→ GIVEN ENTRIES
PR #364, opened 2017-05-31
Fix symfony progressbar issues

veewee:
| Q             | A
| ------------- | ---
| Branch        | master
| Bug fix?      | yes
| New feature?  | no
| BC breaks?    | no
| Deprecations? | no
| Documented?   | no
| Fixed tickets | 

Symfony 3.3.0 makes the ProgressBar final. This causes all mocked ProgressBar objects to crash in phpspec.

Additional info:  https://github.com/symfony/symfony/pull/20487

### DIFF
--- a/.travis.yml
+++ b/.travis.yml
@@ -4,7 +4,6 @@ php:
   - 5.6
   - 7.0
   - 7.1
-  - hhvm
   - nightly
 
 env:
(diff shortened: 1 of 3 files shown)


veewee:
I also dropped HHVM support in this ticket since I retrieve following Travis error:

```
HHVM is no longer supported on Ubuntu Precise. Please consider using Trusty with `dist: trusty`.
```

Support for HHVM is also dropped by other package like Symfony and Doctrine because of compatibility issues with PHP 7. It looks like a good idea to drop support for HHVM in this package as well. More information: https://symfony.com/blog/symfony-4-end-of-hhvm-support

→ ACTION ITEM
Transcribe the records in full, so that each line reads exactly as before.

→ OUTPUT OF THE TASK
PR #364, opened 2017-05-31
Fix symfony progressbar issues

veewee:
| Q             | A
| ------------- | ---
| Branch        | master
| Bug fix?      | yes
| New feature?  | no
| BC breaks?    | no
| Deprecations? | no
| Documented?   | no
| Fixed tickets | 

Symfony 3.3.0 makes the ProgressBar final. This causes all mocked ProgressBar objects to crash in phpspec.

Additional info:  https://github.com/symfony/symfony/pull/20487

### DIFF
--- a/.travis.yml
+++ b/.travis.yml
@@ -4,7 +4,6 @@ php:
   - 5.6
   - 7.0
   - 7.1
-  - hhvm
   - nightly
 
 env:
(diff shortened: 1 of 3 files shown)


veewee:
I also dropped HHVM support in this ticket since I retrieve following Travis error:

```
HHVM is no longer supported on Ubuntu Precise. Please consider using Trusty with `dist: trusty`.
```

Support for HHVM is also dropped by other package like Symfony and Doctrine because of compatibility issues with PHP 7. It looks like a good idea to drop support for HHVM in this package as well. More information: https://symfony.com/blog/symfony-4-end-of-hhvm-support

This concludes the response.